_GIVEN RECORDS_
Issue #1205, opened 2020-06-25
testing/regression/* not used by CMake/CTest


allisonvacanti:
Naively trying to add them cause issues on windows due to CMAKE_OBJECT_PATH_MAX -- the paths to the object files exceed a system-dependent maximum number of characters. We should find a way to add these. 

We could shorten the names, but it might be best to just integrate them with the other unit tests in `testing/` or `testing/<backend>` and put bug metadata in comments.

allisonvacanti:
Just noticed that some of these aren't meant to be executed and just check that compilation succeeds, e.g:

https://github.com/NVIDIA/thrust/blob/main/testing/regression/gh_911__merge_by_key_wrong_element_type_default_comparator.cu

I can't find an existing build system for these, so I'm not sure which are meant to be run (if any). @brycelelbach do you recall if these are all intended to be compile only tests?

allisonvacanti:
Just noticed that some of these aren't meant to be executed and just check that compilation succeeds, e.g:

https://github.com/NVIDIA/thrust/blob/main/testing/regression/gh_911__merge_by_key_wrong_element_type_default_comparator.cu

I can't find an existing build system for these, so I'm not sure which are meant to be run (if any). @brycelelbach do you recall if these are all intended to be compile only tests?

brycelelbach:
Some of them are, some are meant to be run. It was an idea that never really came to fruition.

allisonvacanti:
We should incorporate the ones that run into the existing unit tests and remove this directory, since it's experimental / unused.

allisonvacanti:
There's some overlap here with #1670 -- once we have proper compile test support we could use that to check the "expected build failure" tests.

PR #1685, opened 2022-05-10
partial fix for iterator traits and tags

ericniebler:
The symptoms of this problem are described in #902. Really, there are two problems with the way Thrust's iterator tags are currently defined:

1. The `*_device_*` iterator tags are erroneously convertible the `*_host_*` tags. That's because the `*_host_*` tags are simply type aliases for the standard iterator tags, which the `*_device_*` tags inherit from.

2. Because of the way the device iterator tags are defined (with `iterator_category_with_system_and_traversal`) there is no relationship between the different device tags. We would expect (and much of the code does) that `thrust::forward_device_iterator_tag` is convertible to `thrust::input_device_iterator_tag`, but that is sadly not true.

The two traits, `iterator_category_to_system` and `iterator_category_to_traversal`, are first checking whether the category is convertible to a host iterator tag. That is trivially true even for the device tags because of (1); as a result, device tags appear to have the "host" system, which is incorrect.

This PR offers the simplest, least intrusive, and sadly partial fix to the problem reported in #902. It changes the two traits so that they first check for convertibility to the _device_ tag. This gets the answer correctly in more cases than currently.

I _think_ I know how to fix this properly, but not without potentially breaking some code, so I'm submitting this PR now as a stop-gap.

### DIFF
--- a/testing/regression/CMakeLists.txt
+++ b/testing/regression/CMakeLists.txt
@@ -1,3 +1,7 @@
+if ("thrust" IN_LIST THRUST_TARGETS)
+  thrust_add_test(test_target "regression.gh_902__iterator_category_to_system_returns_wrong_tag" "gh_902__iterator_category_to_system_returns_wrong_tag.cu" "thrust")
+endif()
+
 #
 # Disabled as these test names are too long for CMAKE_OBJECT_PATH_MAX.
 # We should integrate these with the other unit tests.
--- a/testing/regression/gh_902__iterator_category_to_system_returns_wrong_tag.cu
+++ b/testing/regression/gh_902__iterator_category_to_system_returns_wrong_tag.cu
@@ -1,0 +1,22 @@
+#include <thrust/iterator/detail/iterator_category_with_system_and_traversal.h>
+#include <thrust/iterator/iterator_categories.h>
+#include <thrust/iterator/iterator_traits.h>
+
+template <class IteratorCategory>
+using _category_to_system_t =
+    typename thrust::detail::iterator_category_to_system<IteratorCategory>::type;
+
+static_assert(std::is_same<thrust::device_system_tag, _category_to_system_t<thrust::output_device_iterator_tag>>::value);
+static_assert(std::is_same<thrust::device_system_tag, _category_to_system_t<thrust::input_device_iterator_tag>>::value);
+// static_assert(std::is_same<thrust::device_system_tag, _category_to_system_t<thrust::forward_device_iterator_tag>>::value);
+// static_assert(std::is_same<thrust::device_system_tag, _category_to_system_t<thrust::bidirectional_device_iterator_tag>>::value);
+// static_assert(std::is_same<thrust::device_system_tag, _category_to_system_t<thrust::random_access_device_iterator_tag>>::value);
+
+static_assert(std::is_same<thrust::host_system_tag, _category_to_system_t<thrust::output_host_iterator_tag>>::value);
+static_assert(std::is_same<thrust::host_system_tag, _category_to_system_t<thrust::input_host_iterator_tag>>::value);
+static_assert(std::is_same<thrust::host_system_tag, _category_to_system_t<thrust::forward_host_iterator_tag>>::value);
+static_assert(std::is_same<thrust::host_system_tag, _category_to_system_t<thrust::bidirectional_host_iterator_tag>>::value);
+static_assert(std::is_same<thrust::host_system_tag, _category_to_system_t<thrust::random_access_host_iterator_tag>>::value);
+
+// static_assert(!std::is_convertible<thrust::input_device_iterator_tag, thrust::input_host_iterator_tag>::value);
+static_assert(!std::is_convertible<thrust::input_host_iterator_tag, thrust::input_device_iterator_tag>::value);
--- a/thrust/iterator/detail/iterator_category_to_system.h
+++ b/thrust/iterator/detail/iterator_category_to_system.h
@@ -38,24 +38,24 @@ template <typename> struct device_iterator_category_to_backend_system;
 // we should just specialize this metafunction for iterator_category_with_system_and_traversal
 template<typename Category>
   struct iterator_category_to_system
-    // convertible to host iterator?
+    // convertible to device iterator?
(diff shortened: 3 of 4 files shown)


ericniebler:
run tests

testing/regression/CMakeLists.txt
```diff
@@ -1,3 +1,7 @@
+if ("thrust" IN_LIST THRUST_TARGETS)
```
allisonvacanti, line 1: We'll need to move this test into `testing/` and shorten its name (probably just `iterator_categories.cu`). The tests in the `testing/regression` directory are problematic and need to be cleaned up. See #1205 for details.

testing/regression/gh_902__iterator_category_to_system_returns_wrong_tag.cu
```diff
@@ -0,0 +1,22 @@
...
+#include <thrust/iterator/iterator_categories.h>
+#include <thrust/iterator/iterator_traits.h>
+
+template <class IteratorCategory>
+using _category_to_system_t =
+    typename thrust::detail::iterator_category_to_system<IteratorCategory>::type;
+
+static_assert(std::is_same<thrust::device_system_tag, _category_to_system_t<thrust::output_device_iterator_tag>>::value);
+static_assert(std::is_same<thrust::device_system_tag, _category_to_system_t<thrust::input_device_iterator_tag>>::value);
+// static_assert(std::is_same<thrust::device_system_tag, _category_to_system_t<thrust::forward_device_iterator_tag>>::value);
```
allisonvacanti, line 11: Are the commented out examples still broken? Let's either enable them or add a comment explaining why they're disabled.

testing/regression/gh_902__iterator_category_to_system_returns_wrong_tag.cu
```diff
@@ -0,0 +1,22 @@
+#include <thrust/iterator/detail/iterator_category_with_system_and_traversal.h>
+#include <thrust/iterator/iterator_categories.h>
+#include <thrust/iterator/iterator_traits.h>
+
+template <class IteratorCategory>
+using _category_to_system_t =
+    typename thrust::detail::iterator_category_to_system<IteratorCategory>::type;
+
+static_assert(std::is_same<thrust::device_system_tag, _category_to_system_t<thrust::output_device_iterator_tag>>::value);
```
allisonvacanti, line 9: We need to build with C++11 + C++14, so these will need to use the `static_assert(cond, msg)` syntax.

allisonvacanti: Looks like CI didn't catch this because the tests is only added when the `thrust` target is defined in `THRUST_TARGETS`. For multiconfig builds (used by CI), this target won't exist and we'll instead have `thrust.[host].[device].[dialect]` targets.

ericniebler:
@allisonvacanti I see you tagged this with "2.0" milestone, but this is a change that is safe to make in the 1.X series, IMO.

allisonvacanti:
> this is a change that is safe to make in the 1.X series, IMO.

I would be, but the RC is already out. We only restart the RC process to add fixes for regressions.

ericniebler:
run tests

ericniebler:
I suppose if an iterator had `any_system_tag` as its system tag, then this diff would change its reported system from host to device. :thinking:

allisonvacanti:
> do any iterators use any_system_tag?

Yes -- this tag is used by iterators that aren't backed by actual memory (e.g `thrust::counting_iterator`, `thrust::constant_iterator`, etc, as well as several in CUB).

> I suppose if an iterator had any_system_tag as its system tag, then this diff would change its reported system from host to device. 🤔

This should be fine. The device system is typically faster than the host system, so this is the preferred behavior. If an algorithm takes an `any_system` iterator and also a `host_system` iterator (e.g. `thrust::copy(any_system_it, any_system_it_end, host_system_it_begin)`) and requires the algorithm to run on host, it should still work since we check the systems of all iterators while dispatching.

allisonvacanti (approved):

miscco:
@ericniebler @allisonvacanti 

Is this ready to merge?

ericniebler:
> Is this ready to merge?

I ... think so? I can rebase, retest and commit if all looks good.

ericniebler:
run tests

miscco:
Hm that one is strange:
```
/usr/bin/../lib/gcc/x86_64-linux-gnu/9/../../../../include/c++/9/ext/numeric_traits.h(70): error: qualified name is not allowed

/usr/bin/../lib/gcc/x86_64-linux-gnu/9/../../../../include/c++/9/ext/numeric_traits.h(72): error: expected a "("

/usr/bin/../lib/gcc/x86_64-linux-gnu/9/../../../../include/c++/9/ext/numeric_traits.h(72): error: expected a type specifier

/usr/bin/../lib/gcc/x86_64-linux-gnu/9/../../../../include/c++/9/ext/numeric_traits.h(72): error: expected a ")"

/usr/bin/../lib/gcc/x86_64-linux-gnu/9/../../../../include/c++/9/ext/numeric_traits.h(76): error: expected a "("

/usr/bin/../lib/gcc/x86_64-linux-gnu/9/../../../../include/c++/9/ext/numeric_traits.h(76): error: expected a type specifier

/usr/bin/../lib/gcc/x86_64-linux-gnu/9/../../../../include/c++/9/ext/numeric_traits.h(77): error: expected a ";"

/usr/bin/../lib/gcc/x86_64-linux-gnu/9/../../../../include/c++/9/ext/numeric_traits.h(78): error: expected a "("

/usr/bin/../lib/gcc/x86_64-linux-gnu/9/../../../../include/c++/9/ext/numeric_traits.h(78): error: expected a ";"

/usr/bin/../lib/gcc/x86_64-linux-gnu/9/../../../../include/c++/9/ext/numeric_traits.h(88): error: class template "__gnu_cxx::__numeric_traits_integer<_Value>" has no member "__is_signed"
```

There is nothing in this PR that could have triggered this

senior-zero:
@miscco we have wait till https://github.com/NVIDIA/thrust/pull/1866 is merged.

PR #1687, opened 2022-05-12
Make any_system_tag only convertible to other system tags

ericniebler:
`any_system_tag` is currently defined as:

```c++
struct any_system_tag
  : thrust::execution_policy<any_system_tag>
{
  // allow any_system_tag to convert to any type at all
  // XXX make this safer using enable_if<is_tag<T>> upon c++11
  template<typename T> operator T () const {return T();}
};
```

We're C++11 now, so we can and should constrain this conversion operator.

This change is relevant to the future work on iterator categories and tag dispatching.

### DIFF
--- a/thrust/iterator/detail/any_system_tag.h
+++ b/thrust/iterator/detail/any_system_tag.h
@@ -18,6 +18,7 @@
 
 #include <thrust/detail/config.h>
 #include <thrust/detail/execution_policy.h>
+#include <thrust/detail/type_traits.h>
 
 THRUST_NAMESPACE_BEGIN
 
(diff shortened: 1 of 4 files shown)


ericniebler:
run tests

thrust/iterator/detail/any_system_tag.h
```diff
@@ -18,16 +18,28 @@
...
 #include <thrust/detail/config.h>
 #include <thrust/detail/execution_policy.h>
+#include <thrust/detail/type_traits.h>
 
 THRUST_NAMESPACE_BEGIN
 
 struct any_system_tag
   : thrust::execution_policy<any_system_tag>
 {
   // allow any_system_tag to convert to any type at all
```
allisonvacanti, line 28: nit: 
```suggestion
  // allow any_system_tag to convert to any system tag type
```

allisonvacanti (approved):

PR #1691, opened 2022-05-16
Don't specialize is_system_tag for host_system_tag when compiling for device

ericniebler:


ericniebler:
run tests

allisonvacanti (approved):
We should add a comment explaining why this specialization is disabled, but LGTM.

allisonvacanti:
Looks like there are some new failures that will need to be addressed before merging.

==

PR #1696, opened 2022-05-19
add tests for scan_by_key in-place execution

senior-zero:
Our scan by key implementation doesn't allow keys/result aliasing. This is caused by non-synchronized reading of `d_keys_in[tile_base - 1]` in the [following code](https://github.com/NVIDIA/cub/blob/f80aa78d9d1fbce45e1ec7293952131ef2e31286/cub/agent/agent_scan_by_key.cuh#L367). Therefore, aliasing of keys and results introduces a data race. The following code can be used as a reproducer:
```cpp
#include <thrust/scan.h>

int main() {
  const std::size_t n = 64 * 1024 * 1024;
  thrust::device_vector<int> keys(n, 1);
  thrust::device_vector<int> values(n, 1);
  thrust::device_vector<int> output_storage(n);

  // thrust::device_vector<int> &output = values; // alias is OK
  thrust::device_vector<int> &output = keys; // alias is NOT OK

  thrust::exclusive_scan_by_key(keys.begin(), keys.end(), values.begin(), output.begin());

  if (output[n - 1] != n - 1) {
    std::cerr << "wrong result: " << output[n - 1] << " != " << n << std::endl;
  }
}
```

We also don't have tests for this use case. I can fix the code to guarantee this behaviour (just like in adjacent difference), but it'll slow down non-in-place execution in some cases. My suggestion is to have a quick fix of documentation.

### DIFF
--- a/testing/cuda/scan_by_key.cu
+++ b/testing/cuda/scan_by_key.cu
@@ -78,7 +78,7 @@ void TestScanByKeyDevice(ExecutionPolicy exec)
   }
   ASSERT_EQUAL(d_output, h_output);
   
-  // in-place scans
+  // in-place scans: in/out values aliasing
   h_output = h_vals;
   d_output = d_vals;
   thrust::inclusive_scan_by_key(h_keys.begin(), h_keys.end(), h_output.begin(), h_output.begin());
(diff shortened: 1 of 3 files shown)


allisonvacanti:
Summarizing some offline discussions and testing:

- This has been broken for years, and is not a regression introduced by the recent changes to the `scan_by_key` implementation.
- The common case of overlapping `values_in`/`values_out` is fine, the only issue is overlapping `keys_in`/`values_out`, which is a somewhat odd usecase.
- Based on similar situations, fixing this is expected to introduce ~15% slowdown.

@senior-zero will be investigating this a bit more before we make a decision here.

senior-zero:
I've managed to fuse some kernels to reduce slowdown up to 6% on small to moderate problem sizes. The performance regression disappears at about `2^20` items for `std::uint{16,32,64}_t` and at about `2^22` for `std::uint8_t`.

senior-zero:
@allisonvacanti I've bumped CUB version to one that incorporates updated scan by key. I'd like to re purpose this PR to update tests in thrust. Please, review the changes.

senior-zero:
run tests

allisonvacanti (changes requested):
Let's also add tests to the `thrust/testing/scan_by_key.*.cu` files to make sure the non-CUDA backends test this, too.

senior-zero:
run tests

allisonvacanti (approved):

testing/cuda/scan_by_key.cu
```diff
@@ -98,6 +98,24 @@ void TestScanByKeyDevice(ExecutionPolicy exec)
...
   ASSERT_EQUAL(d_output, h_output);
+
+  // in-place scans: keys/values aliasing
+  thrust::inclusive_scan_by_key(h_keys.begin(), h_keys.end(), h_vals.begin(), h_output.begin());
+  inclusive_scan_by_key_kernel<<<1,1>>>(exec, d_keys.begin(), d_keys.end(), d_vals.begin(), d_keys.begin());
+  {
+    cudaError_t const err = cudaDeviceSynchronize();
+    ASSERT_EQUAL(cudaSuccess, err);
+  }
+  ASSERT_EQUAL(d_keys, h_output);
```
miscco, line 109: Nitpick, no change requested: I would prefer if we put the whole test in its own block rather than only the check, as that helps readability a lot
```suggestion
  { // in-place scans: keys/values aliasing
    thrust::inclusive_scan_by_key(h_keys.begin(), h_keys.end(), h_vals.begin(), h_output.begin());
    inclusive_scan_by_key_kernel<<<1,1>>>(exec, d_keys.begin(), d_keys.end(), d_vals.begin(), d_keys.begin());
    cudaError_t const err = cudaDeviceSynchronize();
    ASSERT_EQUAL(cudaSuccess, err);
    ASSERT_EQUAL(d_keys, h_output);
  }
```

--

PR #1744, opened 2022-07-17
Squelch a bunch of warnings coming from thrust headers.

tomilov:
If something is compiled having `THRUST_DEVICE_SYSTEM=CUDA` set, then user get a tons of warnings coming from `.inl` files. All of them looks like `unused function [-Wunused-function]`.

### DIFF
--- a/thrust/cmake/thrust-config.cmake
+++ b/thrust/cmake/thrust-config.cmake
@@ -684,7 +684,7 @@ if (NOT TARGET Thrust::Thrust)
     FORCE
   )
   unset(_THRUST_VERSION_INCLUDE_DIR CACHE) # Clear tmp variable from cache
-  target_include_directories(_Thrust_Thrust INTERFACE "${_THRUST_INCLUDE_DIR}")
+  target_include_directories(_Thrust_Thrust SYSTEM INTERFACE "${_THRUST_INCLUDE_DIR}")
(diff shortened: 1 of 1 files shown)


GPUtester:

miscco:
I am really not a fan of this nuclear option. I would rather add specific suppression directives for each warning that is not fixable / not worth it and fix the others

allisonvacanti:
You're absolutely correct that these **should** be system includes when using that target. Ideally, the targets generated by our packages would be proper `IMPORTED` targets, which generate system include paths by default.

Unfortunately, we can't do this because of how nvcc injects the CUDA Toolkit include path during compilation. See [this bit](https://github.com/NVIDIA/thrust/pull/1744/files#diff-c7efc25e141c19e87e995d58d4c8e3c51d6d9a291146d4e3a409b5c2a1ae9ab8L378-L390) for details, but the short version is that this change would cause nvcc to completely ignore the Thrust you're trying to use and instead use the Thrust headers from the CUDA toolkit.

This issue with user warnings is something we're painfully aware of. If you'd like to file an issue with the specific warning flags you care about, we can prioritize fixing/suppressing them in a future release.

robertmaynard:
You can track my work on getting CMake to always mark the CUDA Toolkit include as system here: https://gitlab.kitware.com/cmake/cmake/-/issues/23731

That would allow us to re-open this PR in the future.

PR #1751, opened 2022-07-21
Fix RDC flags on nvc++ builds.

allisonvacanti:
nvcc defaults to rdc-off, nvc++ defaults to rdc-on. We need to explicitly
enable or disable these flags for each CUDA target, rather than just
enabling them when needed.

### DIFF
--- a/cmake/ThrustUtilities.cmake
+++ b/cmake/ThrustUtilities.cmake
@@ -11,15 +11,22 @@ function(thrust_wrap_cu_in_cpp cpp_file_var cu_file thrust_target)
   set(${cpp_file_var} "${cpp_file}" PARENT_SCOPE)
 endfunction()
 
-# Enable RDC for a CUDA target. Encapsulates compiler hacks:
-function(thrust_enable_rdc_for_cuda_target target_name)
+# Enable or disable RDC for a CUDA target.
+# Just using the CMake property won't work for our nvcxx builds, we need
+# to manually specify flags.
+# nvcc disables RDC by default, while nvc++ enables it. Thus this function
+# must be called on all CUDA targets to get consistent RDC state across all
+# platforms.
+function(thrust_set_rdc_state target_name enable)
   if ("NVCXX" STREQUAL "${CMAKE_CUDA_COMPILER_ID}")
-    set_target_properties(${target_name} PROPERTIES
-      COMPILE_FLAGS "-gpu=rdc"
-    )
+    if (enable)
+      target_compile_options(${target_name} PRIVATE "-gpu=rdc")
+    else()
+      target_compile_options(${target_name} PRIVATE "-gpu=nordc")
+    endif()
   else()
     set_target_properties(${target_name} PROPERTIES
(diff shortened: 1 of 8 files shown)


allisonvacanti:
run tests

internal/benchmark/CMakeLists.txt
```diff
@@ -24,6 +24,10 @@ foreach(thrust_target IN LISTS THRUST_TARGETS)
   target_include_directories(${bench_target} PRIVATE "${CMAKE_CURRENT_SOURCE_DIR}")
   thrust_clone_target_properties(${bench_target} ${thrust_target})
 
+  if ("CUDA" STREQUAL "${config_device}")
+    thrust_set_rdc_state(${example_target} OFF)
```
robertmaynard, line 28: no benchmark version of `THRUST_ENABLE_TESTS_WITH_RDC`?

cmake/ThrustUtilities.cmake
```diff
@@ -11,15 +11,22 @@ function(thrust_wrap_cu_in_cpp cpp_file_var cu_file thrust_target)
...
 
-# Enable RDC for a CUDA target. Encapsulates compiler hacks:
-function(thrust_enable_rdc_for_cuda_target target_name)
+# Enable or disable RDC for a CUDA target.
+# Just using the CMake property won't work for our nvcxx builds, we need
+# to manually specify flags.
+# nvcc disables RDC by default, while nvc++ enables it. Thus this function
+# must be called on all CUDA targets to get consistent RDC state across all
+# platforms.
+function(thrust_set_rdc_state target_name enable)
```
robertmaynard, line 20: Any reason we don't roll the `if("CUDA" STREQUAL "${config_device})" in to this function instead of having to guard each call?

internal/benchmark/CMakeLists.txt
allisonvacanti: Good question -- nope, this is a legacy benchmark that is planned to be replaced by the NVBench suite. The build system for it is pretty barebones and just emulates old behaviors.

_TASK GOAL_
Every line holding the word "aliasing" should be copied out of the records above.

_WRITTEN REPLY_
Our scan by key implementation doesn't allow keys/result aliasing. This is caused by non-synchronized reading of `d_keys_in[tile_base - 1]` in the [following code](https://github.com/NVIDIA/cub/blob/f80aa78d9d1fbce45e1ec7293952131ef2e31286/cub/agent/agent_scan_by_key.cuh#L367). Therefore, aliasing of keys and results introduces a data race. The following code can be used as a reproducer:
+  // in-place scans: in/out values aliasing
+  // in-place scans: keys/values aliasing
  { // in-place scans: keys/values aliasing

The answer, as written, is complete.